Exercise details:
Copy word for word, and only, the lines below from the one with "Im not sure" through the last.

Supplied data:
PR #106, opened 2022-08-21
All / deny lists for publishing

WillBeebe:
For apps and bundles

- build -> builds in same directory
- publish -> builds, then copies to a tmp dir, tars the dir and sends to s3

During the copy, all files / dirs at the same level of the `massdriver.yaml` are put through an allowlist. We _only_ copy files or folders in this allowlist.

Once copying one of these allowed folders, we explicitly ignore some files and do some other checks on things like filesize.

Max single file size: 1MB
Max entire bundle size: 10MB


WillBeebe:
I locally ran this against GKE directing output to a `_build` directory so I could inspect it. 

```
ls -al core-services/
total 88
drwxr-xr-x  13 wbeebe  staff   416 Jul 14 11:39 .
drwxr-xr-x  18 wbeebe  staff   576 Aug 19 22:22 ..
drwxr-xr-x   4 wbeebe  staff   128 Jun 11 11:29 .terraform
-rw-r--r--   1 wbeebe  staff  5682 Jun 11 11:29 .terraform.lock.hcl
-rw-r--r--@  1 wbeebe  staff  1285 Jul  8 12:51 _artifacts.tf
-rw-r--r--@  1 wbeebe  staff   157 Aug 21 13:00 _connections_variables.tf.json
-rw-r--r--@  1 wbeebe  staff    89 Aug 21 13:00 _md_variables.tf.json
-rw-r--r--@  1 wbeebe  staff   359 Aug 21 13:00 _params_variables.tf.json
-rw-r--r--@  1 wbeebe  staff  1491 Jul  8 12:51 _providers.tf
-rw-r--r--   1 wbeebe  staff  3181 Jun 17 17:39 core_services.tf
-rw-r--r--   1 wbeebe  staff   400 Jun  9 21:25 locals.tf
-rw-r--r--   1 wbeebe  staff   369 Jun 17 17:39 observability.tf
-rw-r--r--   1 wbeebe  staff   943 Jun  9 21:25 service_account.tf

ls _build/
core-services           massdriver.yaml         schema-connections.json schema-ui.json
custom-resources        schema-artifacts.json   schema-params.json      src

ls _build/core-services/
_artifacts.tf      _providers.tf      core_services.tf   locals.tf          observability.tf   service_account.tf
```

pkg/common/constants.go
```diff
@@ -47,15 +49,25 @@ const (
...
-	".git",
+}
+
+var FileAllows []string = []string{
+	"massdriver.yaml",
+	"schema-params.json",
+	"schema-connections.json",
+	"schema-artifacts.json",
+	"schema-ui.json",
+	"src",
```
coryodaniel, line 72: Do we look for `steps` to see if there are any other directories to load?

WillBeebe: We sure do. If steps are not nil we add all steps to the allow list and dedupe

coryodaniel (changes requested):
Im not sure whats up, but this does publish (and `mass ___ build` looks right), but provisioning fails due to missing variables. Depending on the run connections are missing or md_metadata is missing. I ran the provisioner for other bundles that weren't published w/ this branch and they work.

Maybe we should make a local `_build` directory in the repo where `massdriver.yaml` is that isn't a tmp dir (is gitignored in our .gitignore template) so we can see whats in this directory.

coryodaniel (changes requested):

Solution to this task:
Im not sure whats up, but this does publish (and `mass ___ build` looks right), but provisioning fails due to missing variables. Depending on the run connections are missing or md_metadata is missing. I ran the provisioner for other bundles that weren't published w/ this branch and they work.

Maybe we should make a local `_build` directory in the repo where `massdriver.yaml` is that isn't a tmp dir (is gitignored in our .gitignore template) so we can see whats in this directory.

coryodaniel (changes requested):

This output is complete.